I, too, have a bruit (the wooshing sound from the blood going through the blood vessels in the brain). I first noticed it when I was a child--usually at night when the house was quiet. I didn't hear it often.
It got worse when I was in my early 40's and usually associated with migraine. It was never enough to bother me, though. I found out what it was when I was diagnosed with a large cerebral AVM 3.5 years ago. My aneurysms were discovered while treating the AVM.
I've had a crani for the aneurysms & 4 Gamma Knife radiation treatments for the AVM. I don't hear it as often, but I do sometimes hear it when I'm getting a migraine.
I, too, had that for quite a while - it's called pulsative tinnitus, which is different from ringing in the ears. It was not "diagnosed" as part of my unruptured aneurysm (I was so worried about everything else when the neurosurgeon told me that I needed surgery soon and I couldn't wait months, so I never asked about it). At some point after surgery (coiled and stent), I realized it was gone.
Someone else had this discussion recently and another person talked about the US tinnitus Assoc. I found that they only spoke about ringing in the ears and not pulsative. The UK org has a lot more information: www.tinnitus.org.uk.
Good luck - I hope you get some relief soon. Sherri
What’s your heart rate? Your blood pressure? I had tachycardia diagnosed when a drunk driver hit me and my horse. Started taking meds for it in my 30’s. I would go to sleep laying on my arm listening to my rapid pulse for as long as I can remember. Had to learn to sleep without it once the meds got in my system. Since my SAH the cardiologist says he can’t find the tach. Sometimes a rapid pulse is a side effect of medication. Also my life saving Doc shared anesthesia side effects from coiling can last for months. I’ve forgotten why. But she explained it was the reason my jaw hurt as well as something to do with my brain. Always let your Dr know what’s going on. I just call the nurse and she gets back to me with information as my appointments are so far apart.
That's interesting about the anesthesia from coiling. I had really short breath and just walking across a room made me breathless. This lasted for more than a year and have had every test in the world. Much better now.
If the aneurysm had burst and you went into respiratory failure and received an emergency tracheotomy, they could have injured the TMJ (jaw joints) in their rush to save your life. (My personal story..they also hurt my throat, but I am not complaining. Glad to be here typing this!)
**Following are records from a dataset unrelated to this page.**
PR #445, opened 2023-01-30
Split common package into value and scope

bogdandrutu:
This is a no-op for generated code, but helps within the collector pdata where we want to replace the generated code for the value (remove the entire value file essentially).

### DIFF
--- a/opentelemetry/proto/common/v1/scope.proto
+++ b/opentelemetry/proto/common/v1/scope.proto
@@ -1,0 +1,35 @@
+// Copyright 2019, OpenTelemetry Authors
+//
+// Licensed under the Apache License, Version 2.0 (the "License");
+// you may not use this file except in compliance with the License.
+// You may obtain a copy of the License at
+//
+//     http://www.apache.org/licenses/LICENSE-2.0
+//
+// Unless required by applicable law or agreed to in writing, software
+// distributed under the License is distributed on an "AS IS" BASIS,
+// WITHOUT WARRANTIES OR CONDITIONS OF ANY KIND, either express or implied.
+// See the License for the specific language governing permissions and
+// limitations under the License.
+
+syntax = "proto3";
+
+package opentelemetry.proto.common.v1;
+
+import "opentelemetry/proto/common/v1/value.proto";
+
+option csharp_namespace = "OpenTelemetry.Proto.Common.V1";
+option java_multiple_files = true;
+option java_package = "io.opentelemetry.proto.common.v1";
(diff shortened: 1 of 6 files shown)


opentelemetry/proto/common/v1/scope.proto
```diff
@@ -0,0 +1,33 @@
...
+option java_outer_classname = "CommonProto";
+option go_package = "go.opentelemetry.io/proto/otlp/common/v1";
+
+// InstrumentationScope is a message representing the instrumentation scope information
+// such as the fully qualified name and version.
+message InstrumentationScope {
+  // An empty instrumentation scope name means the name is unknown.
+  string name = 1;
+  string version = 2;
+  repeated KeyValue attributes = 3;
```
tigrannajaryan, line 31: I think this needs an `import "opentelemetry/proto/common/v1/value.proto";` to compile.

tigrannajaryan (commented):
Please add a link to Collector pdata issue that requires this change.

yurishkuro:
> This is a no-op for generated code

Are you sure? May have different effect in different languages, e.g. produce scope.py/value.py in Python that must be imported separately (not saying it would be a reason not to do this).

bogdandrutu:
> Are you sure? May have different effect in different languages, e.g. produce scope.py/value.py in Python that must be imported separately (not saying it would be a reason not to do this).

You are right, did not think about this. Probably not worth it then. I will do a hack on the collector.

bogdandrutu:
@jsuereth @tigrannajaryan since you want to declare proto 1.0, I want to document if this change is considered a breaking change or not.

jsuereth:
I would like to NOT consider this a breaking change, but I'd also like to avoid changes like this post 1.0.

The cost of cosmetic changes like this can often outweigh the benefits, even in the long run.  However, at this time, I think this may be the last point in time where I'd be supportive of a change like this.

tigrannajaryan:
> > Are you sure? May have different effect in different languages, e.g. produce scope.py/value.py in Python that must be imported separately (not saying it would be a reason not to do this).
> 
> You are right, did not think about this. Probably not worth it then. I will do a hack on the collector.

Closing this since @bogdandrutu no longer needs it.

> @jsuereth @tigrannajaryan since you want to declare proto 1.0, I want to document if this change is considered a breaking change or not.

I think this is considered a breaking change in the proposed PR: https://github.com/open-telemetry/opentelemetry-proto/pull/432/

We can further discuss on that PR.

Issue #451, opened 2023-03-03
metrics.proto will cause compilation errors when the protobuf version is less than 3.15.0


ninghejun:
When I compile with protobuf v3.8.0, some compile errors occurred.
The compilation errors is as follows：

```bash
opentelemetry/proto/metrics/v1/metrics.proto:417:12: Explicit 'optional' labels are disallowed in the Proto3 syntax. To define 'optional' fields in Proto3, simply remove the 'optional' label, as fields are 'optional' by default.
opentelemetry/proto/metrics/v1/metrics.proto:452:12: Explicit 'optional' labels are disallowed in the Proto3 syntax. To define 'optional' fields in Proto3, simply remove the 'optional' label, as fields are 'optional' by default.
......
opentelemetry/proto/collector/metrics/v1/metrics_service.proto:19:1: Import "opentelemetry/proto/metrics/v1/metrics.proto" was not found or had errors.
opentelemetry/proto/collector/metrics/v1/metrics_service.proto:42:12: "opentelemetry.proto.metrics.v1.ResourceMetrics" is not defined.
```
Then I found that versions below protobuf v3.15.0 do not support optional labels. This problem needs to be fixed because protobuf v3.8.0 is heavily used in our business and it is difficult to upgrade. This prevents us from using opentelemetry.

PR #452, opened 2023-03-03
Remove the 'optional' label in metrics.proto, because it will cause compilation errors when the protobuf version is less than 3.15.0

ninghejun:
Remove the 'optional' label in metrics.proto, because it will cause compilation errors when the protobuf version is less than 3.15.0

The issue: https://github.com/open-telemetry/opentelemetry-proto/issues/451


jack-berg (changes requested):
The addition of optional fields was only done after extensive debate and we should not undo that decision. #279 contains some of this history.

PR #458, opened 2023-04-27
Eliminate nested "protocol" directory and fix all links

tigrannajaryan:
The "protocol" sub-directory is superfluous, I just moved all the files to the "specification" directory.

Fixed all links, used relative links to files in this repo.

TODO: add link checker in another PR.

PR #459, opened 2023-04-27
Add link checking

tigrannajaryan:
Borrowed from https://github.com/open-telemetry/opentelemetry-specification


tigrannajaryan:
markdown-link-check is expected to fail since we have some broken links.

jsuereth:
Can you fix the dead link?

package.json
```diff
@@ -0,0 +1,5 @@
+{
+  "devDependencies": {
+    "markdown-link-check": "3.10.3"
```
jack-berg, line 3: In the other repos we add `package-lock.json` to `.gitignore`

tigrannajaryan:
> Can you fix the dead link?

Yes, will be fixed by this: https://github.com/open-telemetry/opentelemetry-proto/pull/458

package.json
tigrannajaryan: I think we are doing it wrong in other repos :)

See https://docs.npmjs.com/cli/v9/configuring-npm/package-lock-json:
>This file is intended to be committed into source repositories

package.json
Kielek, line 1: IMO it is worth to configure dependabot for this repository to keep it all checks up to date.
It should include at least this file and all workflows).

tigrannajaryan: Good point. That can be a separate PR.

package.json
jack-berg: I'm not an expert, but in my experience package-lock.json contents are fairly dependent on a particular version of node / npm. Perhaps package-lock.json is ignored elsewhere to avoid pesky diffs when folks are using different versions?

tigrannajaryan: I am not an expert either, a couple relevant SO questions:
- https://stackoverflow.com/questions/48524417/should-the-package-lock-json-file-be-added-to-gitignore (300 upvotes for accepted answer)
- https://stackoverflow.com/questions/44206782/do-i-commit-the-package-lock-json-file-created-by-npm-5 (2520 upvotes for accepted answer)

I can't find significant evidence for the opposite (that package-lock.json should be gitignored).

jack-berg: @open-telemetry/javascript-maintainers Maybe you could offer some guidance here.. Repos like this and and `opentelemetry-specification` use node tools for various `make` steps. Any thoughts on whether we should check `package-lock.json` into version control? Would doing so change the [make install-tools](https://github.com/open-telemetry/opentelemetry-specification/blob/main/Makefile#L101-L103) step or the advice we give for [contributors](https://github.com/open-telemetry/opentelemetry-specification/blob/main/CONTRIBUTING.md#consistency-checks)?

legendecas: As a JS library, the https://github.com/open-telemetry/opentelemetry-js repository doesn't check in the `packge-lock.json` to stay updated with dependencies and test them in a timely manner. The `package-lock.json` is not published to the npm registry along with the product.

However, it can be a good practice to check-in `package-lock.json` for toolings as it would help avoid unexpected breakages. `package-lock.json` locks the dependency trees and needs to be upgraded regularly with tools like renovate to address security updates (e.g. https://github.com/open-telemetry/opentelemetry-js/blob/main/renovate.json).

tigrannajaryan:
@open-telemetry/specs-approvers  please review.

tigrannajaryan:

package.json
jack-berg: Yup thanks @legendecas and @dyladan. Will try to remember to apply this advice elsewhere.

jack-berg (approved):

jsuereth (approved):

Issue #433, opened 2022-10-18
Helper enums ZERO value is incorrectly used


bogdandrutu:
In the collector before we removed access to the helper enums like `DataPointFlags` (https://github.com/open-telemetry/opentelemetry-proto/blob/main/opentelemetry/proto/metrics/v1/metrics.proto#L321), I've seen code comparing with `FLAG_NONE` or initializing as `FLAG_NONE` the value of the flags to check if a value is present. 

If the helper enums contain "masks" then ZERO value does not make sense, if the enums contain "absolute" values, then zero value makes sense but the other values don't make sense.

My personal suggestion is still to remove them (see https://github.com/open-telemetry/opentelemetry-proto/pull/423) but if that is not ok, this inconsistency between masks/absolute value has to be fixed.

Assigning to @tigrannajaryan since he is a big supported of these values.

tigrannajaryan:
>If the helper enums contain "masks" then ZERO value does not make sense

@bogdandrutu I think you are right. I support removing the zero value from enums for bitmasks.

tigrannajaryan:
I think this should be done before 1.0 so adding to the milestone.

Aneurysm9:
I'm not sure what the problem is with the way things are currently.  If a helper enum contains bitmask values then a `NONE` value still makes sense.

```go
const (
	FLAG_NONE = 0
	FLAG_RED = 1
	FLAG_BLUE = 2
	FLAG_GREEN = 4
)

// 7
value := FLAG_NONE | FLAG_RED | FLAG_BLUE | FLAG_GREEN

// false
isNone := value == FLAG_NONE // or, value == value & FLAG_NONE

// true
isRed := FLAG_RED == value & FLAG_RED

//true
isGreen := FLAG_GREEN == value & FLAG_GREEN

//true
isBlue := FLAG_BLUE == value & FLAG_BLUE
```

While it can allow for nonsensical combinations, this is likely the case for many bitmask-type flag sets and there are still sensible ways to interact with them.  Is a user required to utilize the values correctly? Yes.  That's the case regardless whether we include helper enums or not, though.  

Are there concrete examples of these values being used incorrectly that can be pointed out?  I think in their absence it will be difficult to progress here.

bogdandrutu:
What is the meaning of "None" in a bit map? Why do you not offer a "All" (or other subset)?

tigrannajaryan:
[...]

PR #461, opened 2023-05-02
Clarify that zero values bitfield helper enums should not be used

tigrannajaryan:
Resolves https://github.com/open-telemetry/opentelemetry-proto/issues/433

## Problem

The zero values defined in helper enums encourage incorrect usage of the bitfields.

The typical incorrect code looks like this:

```proto
enum DataPointFlags {
  FLAG_NONE = 0;
  FLAG_NO_RECORDED_VALUE = 1;
  // Bits 2-31 are reserved for future use.
}
```

```go
if datapoint.Flags == FLAG_NONE {
  // do something when there is no recorded value
}
```

This is incorrect because it does not take into account that the Flags field can be extended in the future to use the reserved bits. The `if` statement above will be incorrect if any other bit is set.

The correct code looks like this:
```go
if (datapoint.Flags & FLAG_NO_RECORDED_VALUE) == 0 {
  // do something when there is no recorded value
}
```

## Solution

To prevent this mistake some additional comments are added and the zero value in the enum is prefixed with an underscore to discourage its use.

## Alternates Tried

I also tried to remove the zero values from enums altogether, but it turned out to be impossible. I tried a few possible approaches and none worked.

Protobufs [require that enums start with a 0 value](https://protobuf.dev/programming-guides/proto3/#enum).

If you try to omit it you get a compilation error:
```
opentelemetry/proto/metrics/v1/metrics.proto:325:28: The first enum value must be zero in proto3.
```

Alternatively, trying to use a dummy name, e.g.:
```
enum DataPointFlags {
  _ = 0;
 FLAG_NO_RECORDED_VALUE = 1;
}
```

Fails Objective-C generator:
```
error: got empty string for making TextFormat data, input: "", desired: "_".
```

Also tried declaring it reserved as the doc says should be possible:
```
enum DataPointFlags {
  reserved 0;
  FLAG_NO_RECORDED_VALUE = 1;
}
```

but get an error again:
```
opentelemetry/proto/metrics/v1/metrics.proto:327:28: The first enum value must be zero in proto3.
```

### DIFF
--- a/opentelemetry/proto/logs/v1/logs.proto
+++ b/opentelemetry/proto/logs/v1/logs.proto
@@ -104,10 +104,21 @@ enum SeverityNumber {
   SEVERITY_NUMBER_FATAL4 = 24;
 }
 
-// Masks for LogRecord.flags field.
+// LogRecordFlags is defined as a protobuf 'uint32' type and is to be used as
+// bit-fields. Each non-zero value defined in this enum is a bit-mask.
+// To extract the bit-field, for example, use an expression like:
+//
+//   (logRecord.flags & LOG_RECORD_FLAG_TRACE_FLAGS_MASK)
+//
 enum LogRecordFlags {
-  LOG_RECORD_FLAG_UNSPECIFIED = 0;
+  // The zero value for the enum. Should not be used for comparisons.
+  // Instead use bitwise "and" with the appropriate mask as shown above.
+  LOG_RECORD_FLAG_DO_NOT_USE = 0;
+
+  // Bits 0-7 are used for trace flags.
   LOG_RECORD_FLAG_TRACE_FLAGS_MASK = 0x000000FF;
+
+  // Bits 8-31 are reserved for future use.
 }
 
 // A log record according to OpenTelemetry Log Data Model:
--- a/opentelemetry/proto/metrics/v1/metrics.proto
+++ b/opentelemetry/proto/metrics/v1/metrics.proto
@@ -316,15 +316,17 @@ enum AggregationTemporality {
 // enum is a bit-mask.  To test the presence of a single flag in the flags of
 // a data point, for example, use an expression like:
 //
-//   (point.flags & FLAG_NO_RECORDED_VALUE) == FLAG_NO_RECORDED_VALUE
+//   (point.flags & FLAG_NO_RECORDED_VALUE_MASK) == FLAG_NO_RECORDED_VALUE_MASK
 //
 enum DataPointFlags {
-  FLAG_NONE = 0;
+  // The zero value for the enum. Should not be used for comparisons.
+  // Instead use bitwise "and" with the appropriate mask as shown above.
+  FLAG_DO_NOT_USE = 0;
 
   // This DataPoint is valid but has no recorded value.  This value
   // SHOULD be used to reflect explicitly missing data in a series, as
   // for an equivalent to the Prometheus "staleness marker".
-  FLAG_NO_RECORDED_VALUE = 1;
+  FLAG_NO_RECORDED_VALUE_MASK = 1;
 
   // Bits 2-31 are reserved for future use.
 }


opentelemetry/proto/logs/v1/logs.proto
```diff
@@ -104,10 +104,21 @@ enum SeverityNumber {
...
 }
 
-// Masks for LogRecord.flags field.
+// LogRecordFlags is defined as a protobuf 'uint32' type and is to be used as
+// bit-fields. Each non-zero value defined in this enum is a bit-mask.
+// To extract the bit-field, for example, use an expression like:
+//
+//   (logRecord.flags & LOG_RECORD_FLAG_TRACE_FLAGS_MASK)
+//
 enum LogRecordFlags {
```
bogdandrutu, line 113: Having a "Mask" in all the values (by having it in the enum and prefix all values with enum name as we do everywhere else).

opentelemetry/proto/metrics/v1/metrics.proto
```diff
@@ -319,7 +319,9 @@ enum AggregationTemporality {
 //   (point.flags & FLAG_NO_RECORDED_VALUE) == FLAG_NO_RECORDED_VALUE
 //
 enum DataPointFlags {
-  FLAG_NONE = 0;
```
bogdandrutu, line 322: For me this is the worst name, I saw at least 5 times people using equality with this value, so make sure we change this.

opentelemetry/proto/logs/v1/logs.proto
tigrannajaryan: I renamed FLAG_NO_RECORDED_VALUE -> FLAG_NO_RECORDED_VALUE_MASK. Now all enum elements have the _MASK suffix.

Do you also want to have the Mask suffix for the enum names (in addition to enum element names)?

opentelemetry/proto/metrics/v1/metrics.proto
tigrannajaryan: Does renaming FLAG_NONE -> _FLAG_UNSPECIFIED and addition of comments help?

Aneurysm9:
> ```go
> if datapoint.Flags == FLAG_NONE {
>   // do something when there is no recorded value
> }
> ```
>
> This is incorrect because it does not take into account that the Flags field can be extended in the future to use the reserved bits. The if statement above will be incorrect if any other bit is set.

This is incorrect because it assumes that no value in the flag means no recorded value in the data point, which is ignoring the flag altogether.

> The correct code looks like this:
> 
> ```go
> if (datapoint.Flags & FLAG_NO_RECORDED_VALUE) == 0 {
>   // do something when there is no recorded value
> }
> ```

This is also wrong.  This predicate will be true when the no recorded value flag is not set.  This is  the opposite of what is expected.  The correct check for no recorded value would be this:

```go
if (datapoint.Flags & FLAG_NO_RECORDED_VALUE) == FLAG_NO_RECORDED_VALUE { // or != 0
  // do something when there is no recorded value
}
```

If you really want a mask value to indicate that no non-reserved flags are set then you would want something like this:

```go
const NO_RESERVED_FLAGS_MASK = 0 ^ FLAG_NO_RECORDED_VALUE // also xor any other valid flags
```

See this demonstration on the playground: https://go.dev/play/p/Rf0DU9CYvmi

Aneurysm9 (changes requested):
This change violates the OTLP stability guarantees.

> Names of enum choices and numbers assigned to enum choices will not change.

carlosalberto:
> This change violates the OTLP stability guarantees.

We haven't published [this change](https://github.com/open-telemetry/opentelemetry-proto/pull/432/files) yet (that is, not release includes this part yet). I'm guessing the plan is to do a release once 1.0 is reached (very soon hopefully).

tigrannajaryan:
> > This change violates the OTLP stability guarantees.
> 
> We haven't published [this change](https://github.com/open-telemetry/opentelemetry-proto/pull/432/files) yet (that is, not release includes this part yet). I'm guessing the plan is to do a release once 1.0 is reached (very soon hopefully).

Yeah, I think we should have made it clear that Stability guarantees are for 1.0. That was my intent, I had no intent to lock the current repo state as is, while it is still 0.x.

Aneurysm9:
> > This change violates the OTLP stability guarantees.
> 
> We haven't published [this change](https://github.com/open-telemetry/opentelemetry-proto/pull/432/files) yet (that is, not release includes this part yet). I'm guessing the plan is to do a release once 1.0 is reached (very soon hopefully).

We didn't publish a release when we stabilized OTLP/JSON either.  The relevant spec is stable and we have changed our public communication regarding what "stable" means in a way that makes this proposed change incompatible with the stability guarantees we say we're making.

> Yeah, I think we should have made it clear that Stability guarantees are for 1.0. That was my intent, I had no intent to lock the current repo state as is, while it is still 0.x.

If that was the intent then merging the stability guarantees change should have been the last thing done and should have been explicitly coupled to the 1.0 version.  We have long said that parts of this spec are "stable" even without a 1.0 version number and I expect to be able to rely on that.

carlosalberto:
> We didn't publish a release when we stabilized OTLP/JSON either. 

That was a mistake, but we are doing the same for the Spec - if it's not released, it's not accepted. We have even reverted changes (permanently or temporarily). So let's try to do it right this time and do a prompt release once all the 1.0 items are done.

tigrannajaryan:
Here is a PR to make it clear that symbolic guarantees go into effect only when 1.0 is released: https://github.com/open-telemetry/opentelemetry-proto/pull/467

jsuereth (approved):
Agree w/ @tigrannajaryan's rationale for these changes.

bogdandrutu (approved):

bogdandrutu (approved):

opentelemetry/proto/metrics/v1/metrics.proto
tigrannajaryan: I can get rid of the prefix. Was just trying to make them look special. @open-telemetry/specs-approvers any thoughts?

tigrannajaryan:
Now that https://github.com/open-telemetry/opentelemetry-proto/pull/467 is merged it is clear that this PR is allowed.

arminru (approved):

carlosalberto (approved):

opentelemetry/proto/logs/v1/logs.proto
bogdandrutu, line 113: LogRecordFlags -> LogRecordFlag or the values get the "S"?

opentelemetry/proto/logs/v1/logs.proto
```diff
@@ -104,10 +104,21 @@ enum SeverityNumber {
...
-  LOG_RECORD_FLAG_UNSPECIFIED = 0;
+  // The zero value for the enum. Should not be used for comparisons.
+  // Instead use bitwise "and" with the appropriate mask as shown above.
+  _LOG_RECORD_FLAG_UNSPECIFIED = 0;
```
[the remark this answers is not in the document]
bogdandrutu: `LOG_RECORD_FLAGS_DO_NOT_USE`?

opentelemetry/proto/metrics/v1/metrics.proto
tigrannajaryan: OK, remove the _ prefix and renamed to use _DO_NOT_USE suffix instead.

opentelemetry/proto/logs/v1/logs.proto
tigrannajaryan: We use plural for enum name (it contains many flags) and singular for each item in the enum. I think it is reasonable, so let's keep it that way and avoid more breaking changes than we need to.

tigrannajaryan:
All, I  removed the `_` prefix from the 0 elements and renamed to use `_DO_NOT_USE` suffix instead.

opentelemetry/proto/logs/v1/logs.proto
bogdandrutu: Then what about `LOG_RECORD_FLAG[S]_TRACE_FLAGS_MASK` to be consistent with other enums?

opentelemetry/proto/metrics/v1/metrics.proto
```diff
@@ -316,15 +316,17 @@ enum AggregationTemporality {
...
 // a data point, for example, use an expression like:
 //
-//   (point.flags & FLAG_NO_RECORDED_VALUE) == FLAG_NO_RECORDED_VALUE
+//   (point.flags & FLAG_NO_RECORDED_VALUE_MASK) == FLAG_NO_RECORDED_VALUE_MASK
 //
 enum DataPointFlags {
-  FLAG_NONE = 0;
+  // The zero value for the enum. Should not be used for comparisons.
+  // Instead use bitwise "and" with the appropriate mask as shown above.
+  FLAG_DO_NOT_USE = 0;
```
bogdandrutu, line 324: Should this be `DATA_POINT_FLAG[S]_`

opentelemetry/proto/logs/v1/logs.proto
tigrannajaryan: Filed an issue to look at it: https://github.com/open-telemetry/opentelemetry-proto/issues/473

opentelemetry/proto/metrics/v1/metrics.proto
tigrannajaryan: Filed an issue to look at it https://github.com/open-telemetry/opentelemetry-proto/issues/473

tigrannajaryan:
@open-telemetry/specs-approvers this has enough approvals. Please object, otherwise I will merge.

When my anyusum brust my ears felt there were going in to my head … Ather that I always feel my heart beat or ringing in ears takes getting use too but has got better over time x
I too hear my heart beat in my ears. I can feel my heart beat above my ears. The wonderful sharp ringing that just comes from out of no where to :( in my ears. Occasionally my jaw will hurt however I had coiling not a craniotomy so not sure if that has anything to do with it. Hope you feel better. Make a list of all you ?'s for your dr's. Keep a log of how you feel too.